Women, as she puts it, "tend to be high achievers in the examinations and to progress well in the early stages of their professional careers, but then progress tapers off. Male accountants are three times as likely to become directors and twice as likely to become partners, even after adjusting for age."

The main reason, Ms Lyall says, is that women are much more likely than men to interrupt their careers in one way or another, usually for family reasons.

Pointing out that women tend to do best in smaller accountancy practices or the public sector, she adds: "I believe it is important for women and their employers to take a proactive approach to career planning, so that an interruption does not mean a loss of skills and career potential for both parties."

Ms Lyall, a member of the council of the Chartered Association of Certified Accountants, qualified with that body in 1978 and set up her own practice - Lyall Lifford Hall - four years later.

But this was just the start of her attempt to take more control of her career.
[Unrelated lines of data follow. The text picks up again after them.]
PR #682, opened 2023-01-12
handle form version conflicts

bo-dun-1:


astrozzc (approved):
Tested locally and the form is reloading if the version is outdated

PR #696, opened 2023-01-24
Support modal form vertical scrolling of content within the modal

ericpias:


src/Form/index.tsx
```diff
@@ -1506,35 +1506,43 @@ function Form({
...
-          css={{
-            ...stepCSS,
-            ...style,
-            position: 'relative',
-            marginBottom: addChin ? '80px' : '0',
-            display: 'flex'
-          }}
+        <div
+          css={
+            display === 'modal'
```
bo-dun-1, line 1511: why do you need another div vs adding this CSS to the BootstrapForm component directly?

ericpias: The div establishes the overflow-y and the limited height.  The form establishes the content height/width so that it scrolls on overflow inside its parent.  I tried using the form as the scroll container and ran into issues with the height/width of the content.  This was the cleanest solution I found.

PR #717, opened 2023-02-15
onClientReady callback function

bo-dun-1:


src/auth/internal/utils.ts
```diff
@@ -24,34 +12,27 @@ export function inferEmailLoginFromURL(featheryClient: Client) {
   else return emailLoginFirebase(featheryClient);
 }
 
-export function inferAuthLogout() {
-  let logout;
+export async function inferAuthLogout() {
+  // logout may not have a value in certain cases, i.e. stytch is already logged out so there is no jwt
```
obmelvin, line 16: i'd probably just get rid of this comment now, rather than rewrite it. the current conditional doesn't really need one

src/auth/internal/utils.ts
```diff
@@ -24,34 +12,27 @@ export function inferEmailLoginFromURL(featheryClient: Client) {
...
+  authState.authEmail = '';
+  authState.setAuthId('');
 }
 
 export function isAuthStytch() {
-  const authClient = getAuthClient();
-  if (!authClient) return;
-  const isAuthClientStytch = Object.getOwnPropertySymbols(authClient)
+  if (!authState.client) return;
+  return Object.getOwnPropertySymbols(authState.client)
```
obmelvin, line 33: I'll have to double check if this works. we are still using the old version of stytch, so can't remember if the old one has these symbols

obmelvin (approved):

PR #718, opened 2023-02-16
add context to LoginProvider

obmelvin:


src/auth/LoginProvider.tsx
```diff
@@ -137,17 +145,15 @@ const LoginProvider = ({
...
 
-        if (session) {
-          stytchClient.session.authenticate({
+        if (authState.client.session.getSync()) {
+          authState.client.session.authenticate({
             session_duration_minutes: 1440
           });
         } else if (hasAuthedRef.current) {
-          stytchClient.session.revoke().then(logoutActions);
+          // There is no session, so need to revoke it
```
obmelvin, line 155: I think this change will fix the sentry error about user needing to be authenticated

bo-dun-1 (approved):

PR #729, opened 2023-03-01
cast submit custom values based on field type

obmelvin:


src/utils/formHelperFunctions.ts
```diff
@@ -437,3 +437,35 @@ export function getInitialStep({
...
+  let castVal = val;
+  switch (servarType) {
+    case 'currency':
+    case 'integer_field':
+    case 'rating':
+    case 'slider':
+      castVal = Number(val);
+      break;
+    case 'checkbox':
+      castVal = val === 'true';
```
bo-dun-1, line 453: or 'True'?

bo-dun-1: actually might be better to default to truthy and otherwise case "false" and "False" to false

src/Form/index.tsx
```diff
@@ -672,8 +673,12 @@ function Form({
         .then(([session, steps]) => {
           updateBackNavMap(session.back_nav_map);
           setIntegrations(session.integrations);
-          if (!isObjectEmpty(initialValues))
-            clientInstance.submitCustom(initialValues, false);
+          if (!isObjectEmpty(initialValues)) {
+            clientInstance.submitCustom(initialValues, {
+              override: false,
+              servarKeyToTypeMap: getServarTypeMap(steps)
```
bo-dun-1, line 679: could you just cast initialValues before passing it into submitCustom? might be a cleaner API

src/Form/index.tsx
```diff
@@ -672,8 +674,13 @@ function Form({
         .then(([session, steps]) => {
           updateBackNavMap(session.back_nav_map);
           setIntegrations(session.integrations);
-          if (!isObjectEmpty(initialValues))
+          if (!isObjectEmpty(initialValues)) {
+            const servarKeyToTypeMap = getServarTypeMap(steps);
+            Object.entries(initialValues).map(([key, val]) => {
+              initialValues[key] = castVal(servarKeyToTypeMap[key], val);
```
bo-dun-1, line 680: you should maybe store it not in the original user-passed object since we probably dont want to generate unintended side effects for the user

src/utils/formHelperFunctions.ts
```diff
@@ -437,3 +437,35 @@ export function getInitialStep({
...
+      break;
+    default:
+      castVal = String(val);
+      break;
+  }
+
+  return castVal;
+}
+
+export function getServarTypeMap(steps: any) {
```
bo-dun-1, line 463: not needed to address in this PR, but this file has grown massive... probably worth spreading out at some point

bo-dun-1 (approved):

PR #732, opened 2023-03-07
login via redirect

obmelvin:


src/auth/LoginForm.tsx
```diff
@@ -187,6 +199,10 @@ const LoginForm = ({
         <JSForm {...formProps} _internalId={_internalId} />
       </div>
     );
+  } else if (apexForm) {
+    // If logged in and have finished onboarding questions for an apex form, then we need to redirect back to application
+    window.location.href = 'http://localhost:3000';
```
obmelvin, line 204: should this be set in the dashboard or via URL param when redirected to the apex form?

src/auth/LoginForm.tsx
```diff
@@ -187,6 +199,10 @@ const LoginForm = ({
         <JSForm {...formProps} _internalId={_internalId} />
       </div>
     );
+  } else if (apexForm) {
```
obmelvin, line 202: for my POC, I passed this prop in to LoginForm in hosted forms. for the full implementation we only want to pass it in for forms that are actually the apex form

do you think we identify that based on URL (lack of slug & feathery query params) or should a form have a flag indicating if it is the apex form?

src/integrations/stytch.ts
```diff
@@ -20,7 +20,12 @@ export function installStytch(stytchConfig: any) {
       if (authState.client) resolve(authState.client);
       else {
         const initializedClient = new StytchHeadlessClient(
-          stytchConfig.metadata.token
+          stytchConfig.metadata.token,
+          {
+            cookieOptions: {
+              availableToSubdomains: true
```
obmelvin, line 26: should this always be true now, or do we add a checkbox to the integration settings?

src/auth/LoginForm.tsx
```diff
@@ -48,6 +48,7 @@ export const authState = {
 };
 
 const LoginForm = ({
+  apexForm = false,
```
bo-dun-1, line 51: we dont need this anymore do we?

src/auth/LoginForm.tsx
```diff
@@ -187,6 +199,10 @@ const LoginForm = ({
         <JSForm {...formProps} _internalId={_internalId} />
       </div>
     );
+  } else if (initInfo().redirectCallbacks[_internalId]) {
+    // If logged in and have finished onboarding questions for an apex form, then we need to redirect back to application
+    initInfo().redirectCallbacks[_internalId]();
+    return <></>;
```
bo-dun-1, line 205: why return a fragment instead of null?

bo-dun-1 (approved):

PR #745, opened 2023-03-15
fix auth form completed race condition

obmelvin:


src/utils/client.ts
```diff
@@ -384,9 +388,15 @@ export default class Client {
...
-          ([formKey, session]) =>
-            (initState.formSessions[formKey].form_completed =
-              session.form_completed)
+          ([formKey, session]) => {
+            // Before resolving this bug where formSessions was empty, login wasn't working
+            // properly because this would silently fail and stop execution of this 'thread'
+            // - i.e. setAuthId below was never called..
+            if (!initState.formSessions[formKey])
+              initState.formSessions[formKey] = {};
+            initState.formSessions[formKey].form_completed =
```
obmelvin, line 397: Before resolving adding the guard above bug, login wasn't working properly because this would silently fail and stop execution of this 'thread' - i.e. setAuthId below was never called..

src/utils/client.ts
```diff
@@ -383,11 +384,14 @@ export default class Client {
...
-          ([formKey, session]) =>
-            (initState.formSessions[formKey].form_completed =
-              session.form_completed)
-        );
+        Object.entries<{ form_completed: boolean }>(
+          data.completed_forms
+        ).forEach(([formKey, session]) => {
+          if (!initState.formSessions[formKey])
+            initState.formSessions[formKey] = {};
+          initState.formSessions[formKey].form_completed =
```
obmelvin, line 392: Before resolving adding the guard above bug, login wasn't working properly because this would silently fail and stop execution of this 'thread' - i.e. setAuthId below was never called..

bo-dun-1 (approved):

PR #756, opened 2023-03-21
set stytch cookies manually

obmelvin:


package.json
```diff
@@ -1,6 +1,6 @@
 {
-  "name": "@feathery/react",
-  "version": "1.1.9",
+  "name": "@feathery-org/staging",
```
obmelvin, line 2: need to revert once I'm done with private packages

package.json
```diff
@@ -1,6 +1,6 @@
...
+  "version": "1.1.36",
```
obmelvin, line 3: should probably use alpha/beta tags in the future for something like this. wasn't too concerned since we don't need to use the private package very often

src/integrations/utils.ts
```diff
@@ -62,8 +62,10 @@ export async function initializeIntegrations(
 
   const gtm = integs['google-tag-manager'];
   if (gtm) initializeTagManager(gtm);
-  if (integs.firebase || integs.stytch)
-    return Auth.inferLoginFromURL(featheryClient);
+  if (integs.firebase || integs.stytch) {
+    const session = await Auth.inferLoginFromURL(featheryClient);
```
bo-dun-1, line 66: nit: just return direcrtly

src/auth/LoginForm.tsx
```diff
@@ -29,6 +30,7 @@ export const AuthContext = createContext<any>(null);
 export const authState = {
   client: null as any,
   authId: '',
+  isHostedOnFeathery: false,
```
bo-dun-1, line 33: featheryHosted?

src/utils/formHelperFunctions.ts
```diff
@@ -420,6 +420,19 @@ export function remountAllForms() {
...
 
+/**
+ *
+ * @returns Url hash without the #, or '' if decodeURI fails
+ */
+export function getUrlHash() {
+  try {
+    return decodeURI(location.hash.substr(1));
+  } catch (e) {
+    console.log(e);
```
bo-dun-1, line 431: console.warn?

src/integrations/stytch.ts
```diff
@@ -84,7 +85,18 @@ export function stytchLoginOnLoad(featheryClient: any) {
 
   // If there is an existing Stytch session when a user returns to an embedded
   // Feathery form, we need to update the auth info from Feathery's side
-  if (stytchSession) return stytchSubmitAuthInfo(featheryClient);
+  if (stytchSession) {
+    try {
+      const submitInfo = () => stytchSubmitAuthInfo(featheryClient);
```
bo-dun-1, line 90: this function seems unnecessary

bo-dun-1 (approved):

PR #761, opened 2023-03-24
Stripe fix: hidden field were not working as product qty fields for purchases

ericpias:
Thought I/we tested this originally, but apparently not.  Needed for the ox.work plan selector demo.

### DIFF
--- a/src/integrations/stripe.ts
+++ b/src/integrations/stripe.ts
@@ -2,6 +2,7 @@ import { loadStripe } from '@stripe/stripe-js';
 import { useState } from 'react';
 import { runningInClient, featheryDoc } from '../utils/browser';
 import { ActionData } from './utils';
+import { fieldValues } from '../utils/init';
 import { ACTION_COLLECT_PAYMENT } from '../utils/elementActions';
 const stripePromise = new Promise((resolve) => {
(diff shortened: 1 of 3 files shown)


src/integrations/stripe.ts
```diff
@@ -33,25 +34,25 @@ export function installStripe(stripeConfig: any) {
 // Returns mapping of servar key (or hidden field key) to value
 export function getFlatStripeCustomerFieldValues(
   stripeConfig: any,
-  fieldValues: any
+  _fieldValues: any
```
bo-dun-1, line 37: instead of passing fieldValues in everywhere, can you use it directly from the import?

ericpias: Doing it this way makes it convenient for test cases.  I don't actually pass it at runtime and it does use the import at runtime.  It is only passed from the test case.

bo-dun-1: i would prefer we don't structure production code around test case convenience. You can always initialize fieldValues at a global level (we do that for all other test cases)

ericpias: Changes made.

bo-dun-1 (approved):

PR #774, opened 2023-03-30
improve logout listeners

obmelvin:
* fixes issue where stytch wasn't redirecting to login step after clicking logout button. due to `setAuthId('')` being called twice, `rerenderAllForms` was being called twice before Form could re-render, so `render` wouldn't actually change and the form wouldn't execute `getNewStep`
* adds session listener for firebase, achieves parity with stytch

### DIFF
--- a/src/auth/internal/AuthIntegrationInterface.ts
+++ b/src/auth/internal/AuthIntegrationInterface.ts
@@ -86,21 +86,30 @@ function oauthRedirect(oauthType: string) {
 }
 
 function initializeAuthClientListeners() {
+  if (!authState.client) return;
+
   if (isAuthStytch()) {
     if (getStytchJwt()) setStytchDomainCookie();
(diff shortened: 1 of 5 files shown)


src/auth/internal/AuthIntegrationInterface.ts
```diff
@@ -45,14 +45,16 @@ function isThereAnExistingSession(): boolean {
 async function inferAuthLogout() {
   if (!authState.client) return;
 
+  // We don't want to setAuthId('') here because user's can also revoke the
+  // session themselves with the auth client. So that should be performed in the
+  // auth client listeners
   if (isAuthStytch()) {
     await authState.client.session.revoke();
+    authState.onLogout();
```
obmelvin, line 53: I think authState.onLogout should also be moved to the client listeners, but wanted to get your opinion

bo-dun-1 (approved):

PR #782, opened 2023-04-01
remove setAuthId guard, not needed after improvement to setRender

obmelvin:


src/auth/LoginForm.tsx
```diff
@@ -100,18 +100,16 @@ const LoginForm = ({
       history.replaceState(null, '', loginPath + window.location.search);
     }
 
+    authState._featheryHosted = _featheryHosted;
```
obmelvin, line 103: this never should have been in the setAuthId fn definition....that is completely my bad for not realizing the indentation

bo-dun-1 (approved):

She now spends two days a week at the practice and two as group accountant with a manufacturing company in Scotland.

"My objective during my presidency of Women in Accountancy will be to develop this concept of a partnership approach to career planning between women accountants and their employers," says Ms Lyall, who stood as a Liberal Democrat candidate in last year's European Parliament elections. To help with this, the group - which represents members of the six UK and Irish accountancy bodies - is publishing a guide containing useful information about the practical implications of such an approach.